While it’s probably just to be sensationalist because race-based results are currently hot, it may also be a tie-in to that last sentence: “Also, one must remember that the experimental study is complemented and corroborated by the data from the death certificates.” This sentence shows a massive problem with the researcher’s understanding of the nature of research. Two bad data sources which corroborate each other do not improve each other.

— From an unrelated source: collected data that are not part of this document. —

PR #6066, opened 2021-08-24
Check for duplicate site names

ApCoder123:
Supersedes #6064

### DIFF
--- a/tests/validate-json.rb
+++ b/tests/validate-json.rb
@@ -36,6 +36,7 @@ Dir.glob('entries/*/*.json') do |file|
       puts "  expected: 'tfa' to contain '#{v['schema']['contains']['const']}'" if v['type'].eql?('contains')
     end
     status = 1
+    exit(status)
   end
 
   domain = document.values[0]['domain']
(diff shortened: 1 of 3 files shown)


phallobst (commented):
I think it's better to do this check after the schema validation. Also, having a schema error should probably result in skipping all other checks (for that file) as well, since we can't rely on the JSON elements being present anyway.

tests/validate-json.rb
```diff
@@ -34,6 +36,7 @@
       puts "  expected: 'tfa' to contain '#{v['schema']['contains']['const']}'" if v['type'].eql?('contains')
     end
     status = 1
+    exit(status)
```
phallobst: Better go on with the next file instead of exiting early:
```suggestion
    next
```

phallobst (changes requested):

Carlgo11:
I found some style warnings and code style inconsistencies (partly made by me) that I fixed.

phallobst (approved):

Carlgo11 (approved):

PR #6073, opened 2021-08-25
Add MyFRITZ!

phallobst:
Supersedes #5703 

`myfritz.net` has no Alexa rank, but `sso.myfritz.net` has... :man_shrugging: 

Although the doc page refers to FRITZ!Box 7590, the MyFRITZ! login is device-independent.


ApCoder123 (approved):

Carlgo11 (approved):

Carlgo11:
Oh, what about regions?

phallobst:
Regions should not matter here.

Carlgo11:
But according to Wikipedia Ftitz! is available in Germany, Austria and Switzerland so shouldn't that be the regions?

phallobst:
https://en.avm.de/service/distributors/europe/germany/

Those are just the countries with distribution partners - using a FRITZ!Box elsewhere is possible as well.

Carlgo11:
Thanks for clearing that up :+1:

PR #6075, opened 2021-08-25
Add TU Berlin

peremen:
My university supports 2FA, so adding one.

Question: If there are documents available in multiple languages, then which one should be used? (In this case: German/English)


Carlgo11 (approved):
Thanks for the pull request @peremen!

In general English versions are preferred as it is much easier for us to validate those links. Many maintainers here can read German though :wink: 

I removed the `url` tag as it isn't needed when the default link `https://{domain}/` automatically redirects to the desired URL.
I also minimized the SVG a bit.

phallobst:
> Bei bestimmten sicherheitsrelevanten Anwendungen im TU-Portal werden sogenannte Transaktionsnummern – kurz TAN – zur Bestätigung von Aktionen verwendet

This sounds more like _authorisation_ than _authentication_. Do you need 2FA for logging into your account?

peremen:
> This sounds more like _authorisation_ than _authentication_. Do you need 2FA for logging into your account?

Currently only _selected_ websites of TU Berlin (at least mail service) requires 2FA, but not for whole of them.

entries/t/tu.berlin.json
```diff
@@ -0,0 +1,19 @@
...
+  "Technische Universität Berlin": {
+    "domain": "tu.berlin",
+    "additional-domains": [
+      "tu-berlin.de"
+    ],
+    "tfa": [
+      "totp",
+      "sms"
+    ],
+    "documentation": "https://www.campusmanagement.tu-berlin.de/menue/dienste/konto_karte/tan_verfahren/",
```
phallobst, line 11: Maybe we should note this exception:
```suggestion
    "documentation": "https://www.campusmanagement.tu-berlin.de/menue/dienste/konto_karte/tan_verfahren/",
    "notes": "2FA is only available for selected services",
```

phallobst (changes requested):

entries/t/tu.berlin.json
peremen: Looks good to me.

phallobst (approved):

To show this, consider a randomly generated data source. Instead of giving a vignette, just have another set of pathologists randomly answer “A”, “B,” or “C”. Then decide that A corresponds to undetermined, B to homicide, and C to accident. There’s a good chance that people won’t pick these evenly, so you’ll get a disparity. If it happens to be the same, it doesn’t bolster the study to say “the results, it must be remembered, also agreed with the completely-blinded study in which pathologists picked a ruling at random, without knowing what ruling they picked”.

Meaningless data does not acquire meaning by being combined with other meaningless data.

The conclusion of the study is, curiously, entirely reasonable. It basically amounts to the observation that if you want a medical examiner making a ruling based strictly on the medical evidence, you should hide all other evidence but the medical evidence from them. This, as the British like to say, no fool ever doubted. If you want someone to make a decision based only on some information, it is a wise course of action to present them only that information. Giving them information that you don’t want them to use is merely asking for trouble. It doesn’t require a badly designed and interpreted study to make this point.